Design/methodology/approach
This research adopts a qualitative methodology, where a focus group discussion was conducted with six stakeholders. The participants consisted of takaful operators, legal experts and other industry players. The participants were presented with the proposed cash waqf takaful model and their feedback was recorded. Legal issues related to linking waqf with takaful were also identified and discussed.
Findings
The study highlights the need for innovative financial solutions to support Malaysia's aging population. It proposes a cash waqf takaful model, leveraging crowd funding for sustainability. Legal hurdles and recommendations for overcoming them are discussed, along with suggestions for future research on quantitative validation and regulatory frameworks. Ultimately, the study emphasizes the holistic approach of the proposed model in addressing the well-being of Malaysia's senior citizens.
Practical implications
The proposed takaful model presents opportunities for takaful operators to integrate Islamic social finance into their operations, enabling easier access to takaful for the elderly community.
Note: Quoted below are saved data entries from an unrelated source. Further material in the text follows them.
PR #4944, opened 2020-02-20
Generate network_connection_info and add tests

doudounan:
1 Generate gdt_cct_NetworkConnectionInfo in GDTCCTNanopbHelpers.
2 Modify GDTCCTPrioritizer to trigger network_connection_info generation.
3 Add a test for network_connection_info generation in GDTCCTPrioritizerTest.
4 Modify iOS testapp in GDTCCTSupport to generate events with network_connection_info.
4 Fix bug in GDTCOREvent encoding.
5 Add platform check methods in GDTCORPlatform.

### DIFF
--- a/GoogleDataTransport/GDTCORLibrary/GDTCORPlatform.m
+++ b/GoogleDataTransport/GDTCORLibrary/GDTCORPlatform.m
@@ -52,31 +52,35 @@ BOOL GDTCORReachabilityFlagsContainWWAN(SCNetworkReachabilityFlags flags) {
 
 GDTCORNetworkMobileSubtype GDTCORNetworkMobileSubTypeMessage() {
 #if TARGET_OS_IOS
-  static NSDictionary<NSString *, NSNumber *> *ctRadioAccessTechnologyToNetworkSubTypeMessage;
+  static NSDictionary<NSString *, NSNumber *> *CTRadioAccessTechnologyToNetworkSubTypeMessage;
   static CTTelephonyNetworkInfo *networkInfo;
   static dispatch_once_t onceToken;
   dispatch_once(&onceToken, ^{
-    ctRadioAccessTechnologyToNetworkSubTypeMessage = @{
-      CTRadioAccessTechnologyGPRS : @(GDTCORNetworkMobileSubtype_GPRS),
-      CTRadioAccessTechnologyEdge : @(GDTCORNetworkMobileSubtype_Edge),
-      CTRadioAccessTechnologyWCDMA : @(GDTCORNetworkMobileSubtype_WCDMA),
-      CTRadioAccessTechnologyHSDPA : @(GDTCORNetworkMobileSubtype_HSDPA),
-      CTRadioAccessTechnologyHSUPA : @(GDTCORNetworkMobileSubtype_HSUPA),
-      CTRadioAccessTechnologyCDMA1x : @(GDTCORNetworkMobileSubtype_CDMA1x),
-      CTRadioAccessTechnologyCDMAEVDORev0 : @(GDTCORNetworkMobileSubtype_CDMAEVDORev0),
-      CTRadioAccessTechnologyCDMAEVDORevA : @(GDTCORNetworkMobileSubtype_CDMAEVDORevA),
-      CTRadioAccessTechnologyCDMAEVDORevB : @(GDTCORNetworkMobileSubtype_CDMAEVDORevB),
-      CTRadioAccessTechnologyeHRPD : @(GDTCORNetworkMobileSubtype_HRPD),
-      CTRadioAccessTechnologyLTE : @(GDTCORNetworkMobileSubtype_LTE),
+    CTRadioAccessTechnologyToNetworkSubTypeMessage = @{
+      CTRadioAccessTechnologyGPRS : @(GDTCORNetworkMobileSubtypeGPRS),
+      CTRadioAccessTechnologyEdge : @(GDTCORNetworkMobileSubtypeEdge),
+      CTRadioAccessTechnologyWCDMA : @(GDTCORNetworkMobileSubtypeWCDMA),
+      CTRadioAccessTechnologyHSDPA : @(GDTCORNetworkMobileSubtypeHSDPA),
+      CTRadioAccessTechnologyHSUPA : @(GDTCORNetworkMobileSubtypeHSUPA),
+      CTRadioAccessTechnologyCDMA1x : @(GDTCORNetworkMobileSubtypeCDMA1x),
+      CTRadioAccessTechnologyCDMAEVDORev0 : @(GDTCORNetworkMobileSubtypeCDMAEVDORev0),
+      CTRadioAccessTechnologyCDMAEVDORevA : @(GDTCORNetworkMobileSubtypeCDMAEVDORevA),
+      CTRadioAccessTechnologyCDMAEVDORevB : @(GDTCORNetworkMobileSubtypeCDMAEVDORevB),
+      CTRadioAccessTechnologyeHRPD : @(GDTCORNetworkMobileSubtypeHRPD),
+      CTRadioAccessTechnologyLTE : @(GDTCORNetworkMobileSubtypeLTE),
     };
     networkInfo = [[CTTelephonyNetworkInfo alloc] init];
   });
-  NSNumber *networkMobileSubtype =
-      ctRadioAccessTechnologyToNetworkSubTypeMessage[networkInfo.currentRadioAccessTechnology];
-
-  return networkMobileSubtype.intValue;
+  NSString *networkCurrentRadioAccessTechonlogy = networkInfo.currentRadioAccessTechnology;
+  if (networkCurrentRadioAccessTechonlogy) {
+    NSNumber *networkMobileSubtype =
+        CTRadioAccessTechnologyToNetworkSubTypeMessage[networkCurrentRadioAccessTechonlogy];
+    return networkMobileSubtype.intValue;
+  } else {
+    return GDTCORNetworkMobileSubtypeUNKNOWN;
+  }
 #else
-  return GDTCORNetworkMobileSubtype_UNKNOWN;
+  return GDTCORNetworkMobileSubtypeUNKNOWN;
 #endif
 }
 
--- a/GoogleDataTransport/GDTCORLibrary/GDTCORPlatform.m
+++ b/GoogleDataTransport/GDTCORLibrary/GDTCORPlatform.m
@@ -49,6 +49,38 @@ BOOL GDTCORReachabilityFlagsContainWWAN(SCNetworkReachabilityFlags flags) {
 }
 #endif  // !TARGET_OS_WATCH
 
+BOOL GDTCORPlatformIsIOS() {
+#if TARGET_OS_IOS
+  return YES;
+#else
+  return NO;
+#endif
+}
+
+BOOL GDTCORPlatformIsMacOS() {
+#if TARGET_OS_OSX
+  return YES;
+#else
+  return NO;
+#endif
+}
+
+BOOL GDTCORPlatformIsTvOS() {
+#if TARGET_OS_TV
+  return YES;
+#else
+  return NO;
+#endif
+}
+
+BOOL GDTCORPlatformIsWatchOS() {
+#if TARGET_OS_WATCH
+  return YES;
+#else
+  return NO;
+#endif
+}
+
 @interface GDTCORApplication ()
 /**
  Private flag to match the existing `readonly` public flag. This will be accurate for all platforms,
--- a/GoogleDataTransport/GDTCORLibrary/GDTCORPlatform.m
+++ b/GoogleDataTransport/GDTCORLibrary/GDTCORPlatform.m
@@ -71,10 +71,10 @@ GDTCORNetworkMobileSubtype GDTCORNetworkMobileSubTypeMessage() {
     };
     networkInfo = [[CTTelephonyNetworkInfo alloc] init];
   });
-  NSString *networkCurrentRadioAccessTechonlogy = networkInfo.currentRadioAccessTechnology;
-  if (networkCurrentRadioAccessTechonlogy) {
+  NSString *networkCurrentRadioAccessTechnology = networkInfo.currentRadioAccessTechnology;
+  if (networkCurrentRadioAccessTechnology) {
     NSNumber *networkMobileSubtype =
-        CTRadioAccessTechnologyToNetworkSubTypeMessage[networkCurrentRadioAccessTechonlogy];
+        CTRadioAccessTechnologyToNetworkSubTypeMessage[networkCurrentRadioAccessTechnology];
     return networkMobileSubtype.intValue;
   } else {
     return GDTCORNetworkMobileSubtypeUNKNOWN;
--- a/GoogleDataTransport/GDTCORLibrary/GDTCORPlatform.m
+++ b/GoogleDataTransport/GDTCORLibrary/GDTCORPlatform.m
@@ -18,6 +18,7 @@
 
 #import <GoogleDataTransport/GDTCORAssert.h>
 #import <GoogleDataTransport/GDTCORConsoleLogger.h>
+#import <GoogleDataTransport/GDTCORReachability.h>
 
 #import "GDTCORLibrary/Private/GDTCORRegistrar_Private.h"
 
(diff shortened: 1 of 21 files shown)


GoogleDataTransportCCTSupport/GDTCCTLibrary/GDTCCTNanopbHelpers.m
```diff
@@ -136,8 +138,13 @@ gdt_cct_LogEvent GDTCCTConstructLogEvent(GDTCOREvent *event) {
   logEvent.has_event_uptime_ms = 1;
   logEvent.timezone_offset_seconds = event.clockSnapshot.timezoneOffsetSeconds;
   logEvent.has_timezone_offset_seconds = 1;
-  // TODO: Read network_connection_info from the custom params dict.
-
+  if (event.customPrioritizationParams[@"network_connection_info"]) {
+    NSData *networkConnectionInfoData =
+        event.customPrioritizationParams[@"network_connection_info"];
+    [networkConnectionInfoData getBytes:&logEvent.network_connection_info
+                                 length:sizeof(logEvent.network_connection_info)];
```
mikehaney24: I think length should be networkConnectionInfoData.length. The reason why this works is because the network_connection_info struct has no dynamic member variables and has a static length of 13 bytes.

GoogleDataTransportCCTSupport/GDTCCTLibrary/GDTCCTNanopbHelpers.m
```diff
@@ -188,6 +195,76 @@ gdt_cct_IosClientInfo GDTCCTConstructiOSClientInfo() {
...
+      CTRadioAccessTechnologyeHRPD : @(gdt_cct_NetworkConnectionInfo_MobileSubtype_EHRPD),
+      CTRadioAccessTechnologyLTE : @(gdt_cct_NetworkConnectionInfo_MobileSubtype_LTE),
+    };
+  });
+  NSString *networkInfoString = GDTCCTNetworkInfo().currentRadioAccessTechnology;
+  NSNumber *networkMobileSubtype = ctRadioAccessTechnologyToNetworkSubType[networkInfoString];
+  return networkMobileSubtype.intValue;
+}
+
+CTTelephonyNetworkInfo *GDTCCTNetworkInfo() {
```
mikehaney24: for macOS, tvOS, and watchOS you'll need to write a wrapper class (probably in GDTCORPlatform) around CTTelephonyNetworkInfo to return from this function.

GoogleDataTransportCCTSupport/GDTCCTLibrary/GDTCCTNanopbHelpers.m
```diff
@@ -188,6 +195,76 @@ gdt_cct_IosClientInfo GDTCCTConstructiOSClientInfo() {
...
+        if (networkConnectionInfo.mobile_subtype !=
+            gdt_cct_NetworkConnectionInfo_MobileSubtype_UNKNOWN_MOBILE_SUBTYPE) {
+          networkConnectionInfo.has_mobile_subtype = 1;
+        }
+      }
+    }
+  } else if (GDTCORPlatformIsMacOS() || GDTCORPlatformIsTvOS() || GDTCORPlatformIsWatchOS()) {
+    SCNetworkReachabilityFlags reachabilityFlags = [GDTCORReachability currentFlags];
+    // Currently set all non-iOS platform network type to WIFI if network is reachable.
+    if (reachabilityFlags & kSCNetworkReachabilityFlagsReachable) {
```
mikehaney24: if ((reachabilityFlags & kSCNetworkReachabilityFlagsReachable) == kSCNetworkReachabilityFlagsReachable)

Here's a good explanation why from http://sam.dods.co/blog/2014/02/01/checking-for-a-value-in-a-bit-mask/

Essentially, it's possible for reachabilityFlags & kSCNetworkReachabilityFlagsReachable to evaluate to YES because they have an overlapping bit, but not be equal to kSCNetworkReachabilityFlagsReachable (which requires all bits to overlap).

GoogleDataTransportCCTSupport/GDTCCTLibrary/GDTCCTNanopbHelpers.m
```diff
@@ -188,6 +195,76 @@ gdt_cct_IosClientInfo GDTCCTConstructiOSClientInfo() {
...
+    }
+  }
+  return networkConnectionInfo;
+}
+
+gdt_cct_NetworkConnectionInfo_NetworkType GDTCCTNetworkConnectonInfoNetworkType() {
+  gdt_cct_NetworkConnectionInfo_NetworkType networkType =
+      gdt_cct_NetworkConnectionInfo_NetworkType_NONE;
+  SCNetworkReachabilityFlags reachabilityFlags = [GDTCORReachability currentFlags];
+  if (reachabilityFlags & kSCNetworkReachabilityFlagsIsWWAN) {
```
mikehaney24: Same as above

GoogleDataTransportCCTSupport/GDTCCTLibrary/GDTCCTNanopbHelpers.m
```diff
@@ -188,6 +195,76 @@ gdt_cct_IosClientInfo GDTCCTConstructiOSClientInfo() {
...
+  }
+  return networkType;
+}
+
+gdt_cct_NetworkConnectionInfo_MobileSubtype GDTCCTNetworkConnectionInfoNetworkMobileSubtype() {
+  static NSDictionary<NSString *, NSNumber *> *ctRadioAccessTechnologyToNetworkSubType;
+  static dispatch_once_t onceToken = 0;
+  dispatch_once(&onceToken, ^{
+    ctRadioAccessTechnologyToNetworkSubType = @{
+      CTRadioAccessTechnologyGPRS : @(gdt_cct_NetworkConnectionInfo_MobileSubtype_GPRS),
```
mikehaney24: You'll need to wrap all the CTRadioAccess enums in a custom enum defined differently based on platform. It probably makes sense to write that part in GDTCORPlatform.

GoogleDataTransportCCTSupport/GDTCCTLibrary/Private/GDTCCTNanopbHelpers.h
```diff
@@ -96,6 +98,35 @@ gdt_cct_ClientInfo GDTCCTConstructClientInfo(void);
 FOUNDATION_EXPORT
 gdt_cct_IosClientInfo GDTCCTConstructiOSClientInfo(void);
 
+/** Constructs a gdt_cct_NetworkConnectionInfo representing the client nework connection
+ * information.
+ *
+ * @return The new gdt_cct_NetworkConnectionInfo object.
+ */
+FOUNDATION_EXPORT
+gdt_cct_NetworkConnectionInfo GDTCCTConstructNetWorkConnectionInfo(void);
```
mikehaney24: s/NetWork/Network/

GoogleDataTransportCCTSupport/GDTCCTLibrary/GDTCCTNanopbHelpers.m
```diff
@@ -188,6 +195,76 @@ gdt_cct_IosClientInfo GDTCCTConstructiOSClientInfo() {
   return iOSClientInfo;
 }
 
+gdt_cct_NetworkConnectionInfo GDTCCTConstructNetWorkConnectionInfo() {
```
mikehaney24: Something to consider: if the network connection info struct ever has a dynamic length member added to it, some of this code will break. Consider returning NSData from this method to help address this problem by making the problem manifest here, as opposed to a consumer of the API.

GoogleDataTransportCCTSupport/GDTCCTLibrary/GDTCCTPrioritizer.m
```diff
@@ -55,6 +57,11 @@ - (instancetype)init {
 #pragma mark - GDTCORPrioritizer Protocol
 
 - (void)prioritizeEvent:(GDTCOREvent *)event {
+  if (event.customPrioritizationParams[@"needs_network_connection_info"]) {
+    gdt_cct_NetworkConnectionInfo networkInfo = GDTCCTConstructNetWorkConnectionInfo();
+    NSData *networkInfoData = [NSData dataWithBytes:&networkInfo length:sizeof(networkInfo)];
```
mikehaney24: This works only because gdt_cct_NetworkConnectionInfo has a static length. My recommendation to change the return value of GDTCCTConstructNetWorkConnectionInfo to NSData is to help protect usage of the API in particular. This could be a harder bug to track down in the future if the NSData conversion occurs here.

GoogleDataTransportCCTSupport/GDTCCTLibrary/Private/GDTCCTNanopbHelpers.h
```diff
@@ -96,6 +98,35 @@ gdt_cct_ClientInfo GDTCCTConstructClientInfo(void);
...
+ */
+FOUNDATION_EXPORT
+gdt_cct_NetworkConnectionInfo_MobileSubtype GDTCCTNetworkConnectionInfoNetworkMobileSubtype(void);
+
+/** Constructs a CTTelephonyNetworkInfo object representing the client mobile nework information.
+ *
+ * @return The CTTelephonyNetworkInfo object.
+ */
+FOUNDATION_EXPORT
+CTTelephonyNetworkInfo *_Nullable GDTCCTNetworkInfo(void);
```
mikehaney24: Change to some wrapper type

GoogleDataTransportCCTSupport/GDTCCTTestApp/viewcontroller.swift
```diff
@@ -39,6 +39,7 @@ public extension ViewController {
     ]
     testMessage.root.subMessage.repeatedSubMessage[0].samplingPercentage = 13.37
     event.dataObject = testMessage
+    event.customPrioritizationParams = ["needs_network_connection_info": true]
```
mikehaney24: Here, it is fine for "needs_network_connection_info" to just be a normal string since GDTCCT's API is entirely private.

GoogleDataTransport/GDTCORLibrary/GDTCORPlatform.m
```diff
@@ -49,6 +50,36 @@ BOOL GDTCORReachabilityFlagsContainWWAN(SCNetworkReachabilityFlags flags) {
...
+      CTRadioAccessTechnologyCDMAEVDORev0 : @(GDTCORNetworkMobileSubtype_CDMAEVDORev0),
+      CTRadioAccessTechnologyCDMAEVDORevA : @(GDTCORNetworkMobileSubtype_CDMAEVDORevA),
+      CTRadioAccessTechnologyCDMAEVDORevB : @(GDTCORNetworkMobileSubtype_CDMAEVDORevB),
+      CTRadioAccessTechnologyeHRPD : @(GDTCORNetworkMobileSubtype_HRPD),
+      CTRadioAccessTechnologyLTE : @(GDTCORNetworkMobileSubtype_LTE),
+    };
+    networkInfo = [[CTTelephonyNetworkInfo alloc] init];
+  });
+  NSNumber *networkMobileSubtype =
+      ctRadioAccessTechnologyToNetworkSubTypeMessage[networkInfo.currentRadioAccessTechnology];
```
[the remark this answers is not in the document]
doudounan: If the device isn’t registered on any network, this property is nil. I will check it before fetch from dict.
ref: https://developer.apple.com/documentation/coretelephony/cttelephonynetworkinfo/1616895-currentradioaccesstechnology?language=objc

GoogleDataTransport/GDTCORLibrary/GDTCORPlatform.m
```diff
@@ -49,6 +50,36 @@ BOOL GDTCORReachabilityFlagsContainWWAN(SCNetworkReachabilityFlags flags) {
...
+      CTRadioAccessTechnologyWCDMA : @(GDTCORNetworkMobileSubtype_WCDMA),
+      CTRadioAccessTechnologyHSDPA : @(GDTCORNetworkMobileSubtype_HSDPA),
+      CTRadioAccessTechnologyHSUPA : @(GDTCORNetworkMobileSubtype_HSUPA),
+      CTRadioAccessTechnologyCDMA1x : @(GDTCORNetworkMobileSubtype_CDMA1x),
+      CTRadioAccessTechnologyCDMAEVDORev0 : @(GDTCORNetworkMobileSubtype_CDMAEVDORev0),
+      CTRadioAccessTechnologyCDMAEVDORevA : @(GDTCORNetworkMobileSubtype_CDMAEVDORevA),
+      CTRadioAccessTechnologyCDMAEVDORevB : @(GDTCORNetworkMobileSubtype_CDMAEVDORevB),
+      CTRadioAccessTechnologyeHRPD : @(GDTCORNetworkMobileSubtype_HRPD),
+      CTRadioAccessTechnologyLTE : @(GDTCORNetworkMobileSubtype_LTE),
+    };
```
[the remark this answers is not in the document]
doudounan: Seems not. 
ref: https://developer.apple.com/documentation/coretelephony/cttelephonynetworkinfo/radio_access_technology_constants?language=objc

GoogleDataTransport/GDTCORLibrary/GDTCORPlatform.m
```diff
@@ -52,31 +52,35 @@ BOOL GDTCORReachabilityFlagsContainWWAN(SCNetworkReachabilityFlags flags) {
 
 GDTCORNetworkMobileSubtype GDTCORNetworkMobileSubTypeMessage() {
 #if TARGET_OS_IOS
-  static NSDictionary<NSString *, NSNumber *> *ctRadioAccessTechnologyToNetworkSubTypeMessage;
+  static NSDictionary<NSString *, NSNumber *> *CTRadioAccessTechnologyToNetworkSubTypeMessage;
   static CTTelephonyNetworkInfo *networkInfo;
   static dispatch_once_t onceToken;
   dispatch_once(&onceToken, ^{
```
mikehaney24: I think this is doable because all the members of the dictionary compile-time constants. I think you can probably discard the dispatch_once and just do
```
   static NSDictionary<NSString *, NSNumber *> *CTRadioAccessTechnologyToNetworkSubTypeMessage = @{
 <all the stuff here>
    };	   
 };
```

If that doesn't work you can leave as-is

GoogleDataTransport/GDTCORLibrary/GDTCORPlatform.m
```diff
@@ -52,31 +52,35 @@ BOOL GDTCORReachabilityFlagsContainWWAN(SCNetworkReachabilityFlags flags) {
...
+      CTRadioAccessTechnologyeHRPD : @(GDTCORNetworkMobileSubtypeHRPD),
+      CTRadioAccessTechnologyLTE : @(GDTCORNetworkMobileSubtypeLTE),
     };
     networkInfo = [[CTTelephonyNetworkInfo alloc] init];
   });
-  NSNumber *networkMobileSubtype =
-      ctRadioAccessTechnologyToNetworkSubTypeMessage[networkInfo.currentRadioAccessTechnology];
-
-  return networkMobileSubtype.intValue;
+  NSString *networkCurrentRadioAccessTechonlogy = networkInfo.currentRadioAccessTechnology;
```
mikehaney24: s/Techonlogy/Technology/

GoogleDataTransportCCTSupport/GDTCCTLibrary/Private/GDTCCTNanopbHelpers.h
```diff
@@ -23,6 +23,14 @@
 
 NS_ASSUME_NONNULL_BEGIN
 
+/** A string sets in customPrioritizationParams as a key paired to @YES if current event needs to
```
mikehaney24: */ on a newline by itself. here and below
```
/** A string sets in customPrioritizationParams as a key paired to @YES if current event needs to
 * populate network connection info data, @NO otherwise.
 */
```

GoogleDataTransport/GDTCORLibrary/GDTCORPlatform.m
doudounan: It gets a error "initializer element is not a compile-time constant", I will leave as-is.

mikehaney24: SGTM

mikehaney24:
LGTM, Approval on green checks.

By eliminating financial barriers, it can transform the takaful landscape, ensuring inclusivity and financial security for aging populations. Moreover, policymakers see it as a blueprint for sustainable financial solutions and social welfare enhancement globally.
Originality/value
The study introduces a novel cash waqf takaful model to support Malaysia's aging population, leveraging crowdfunding for sustainability. It addresses legal challenges unique to Malaysia and proposes collaboration with State Islamic Religious Authorities. Furthermore, it emphasizes the need for further research to validate the model's effectiveness and explores its potential global policy implications.